Секунду длилось молчание.

- Как остаешься? Где остаешься?

Медведев поднялся.

- Пойдем в дом.

- Что случилось, объясни, пожалуйста? - говорил Вольский, усаживаясь на пороге.

- Видишь ли, - начал излагать свои соображения Медведев, расхаживая по комнате. - Мы с тобой прожили здесь два дня, ни от кого ничего не добились, обозвали всех чертовыми кулаками и уезжаем. Неправильно, Воля! А почему они должны относиться к нам с доверием? Незнакомые для них люди. Чем живем, чем дышим? Мы ж ни с кем по душам-то и не поговорили. С другой стороны, и они остались для нас чужими, непонятными. Что за психология у этих станичников, чем живут, на что надеются?.. Короче, Воля, если хочешь, чтоб человек тебе душу открыл, надо, чтоб он твою душу увидел и понял.

- Ну?

- Ну вот я и останусь пока что здесь, попробую сойтись с ними поближе, а ты езжай, организуй там все, как договорились, и через три дня возвращайся.
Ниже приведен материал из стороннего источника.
PR #1254, opened 2022-07-26
Break up Python CI steps so reading logs is easier

varunagrawal:
This PR makes the Python CI run smaller steps so we're not inundated with information when debugging the CI.

### DIFF
--- a/.github/scripts/python.sh
+++ b/.github/scripts/python.sh
@@ -100,6 +100,7 @@ function test()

Ясно?

Вольский взял с подоконника вещевой мешок.

- Во-первых, все, что ты сейчас здесь наговорил, истинная правда. - Он стал раскачивать мешок перед собой. - Во-вторых, если б ты без этих доказательств просто приказал мне ехать, а сам остался, я б все равно подчинился, потому что ты мой начальник. - Раскачав хорошенько мешок, он закинул его за спину. - А в-третьих, кто она такая?

- О ком ты говоришь, Воля?

- Кто эта красавица, из-за которой ты решил здесь задержаться?

- Вечно у тебя одно на уме! - пробормотал Медведев, низко нагнувшись над вещевым мешком и снова разгружая его.

Когда он выпрямился, Вольский уже, весело насвистывая, шагал по улице к сельсовету.

* * *

- Ты куда, Настя? - строго спросил старческий голос.

- До Катьки я, тять!

Старик постоял, потоптался на крыльце, потом, невнятно бормоча, ушел в дом.

Настя подошла бесшумно. Медведев увидел, ее вдруг совсем рядом. В темноте лицо ее казалось тоньше, а темные глаза - больше, и от этого она выглядела совсем девчонкой. Он заметил, что она принарядилась - сапожки на каблучках, вышитая блузка, лепестки сережек.

Не сказав ни слова, они, будто сговорившись, медленно пошли по дороге, повернули от реки, вышли в поле. Какую-то птицу они то и дело вспугивали, и всякий раз она с шумом недалеко перепархивала и жалобно попискивала, словно просила не подходить. Остановились. Огни станицы слабо мерцали издалека. Они были одни.

- Мой товарищ уехал, - тихо сказал Медведев.

- А-а, - досадливо протянула Настя. - Настырный он...

Почувствовав, что она слегка прислонилась к нему, замер, и они стояли так долго, не шевелясь.

Вдруг, схватив его за руку, Настя заговорила торопливо, захлебываясь, боясь, что перебьет, не даст досказать:

- Ездют, агитируют, уговаривают. Хлеб давай на всю страну. Чтоб на всех, значит, поровну хватило. А как выходит? Митрохины вон сдают больше, чем положено, благодарности им от власти, а они все богатеют и богатеют. А мы через силу выполняем, на коровах пахали, тять еле ноги таскает, а нас ругают - мало! Где ж правда? Объясни. Ты ж говоришь, за правду стараешься... Постой-ка! Еще скажи. - Она повернулась к нему и горячо задышала в самое лицо. - Я как была дурой, так и осталась. Что я понимаю в жизни? А ты вон образованный! Знаю, знаю, и жениться пообещаешь, и поживешь с три дня, и сбежишь. Говорить-то тебе со мной не об чем. Про что я могу-то? Про гусей да про курей... Выходит, ты лучше, я хуже! Где ж правда?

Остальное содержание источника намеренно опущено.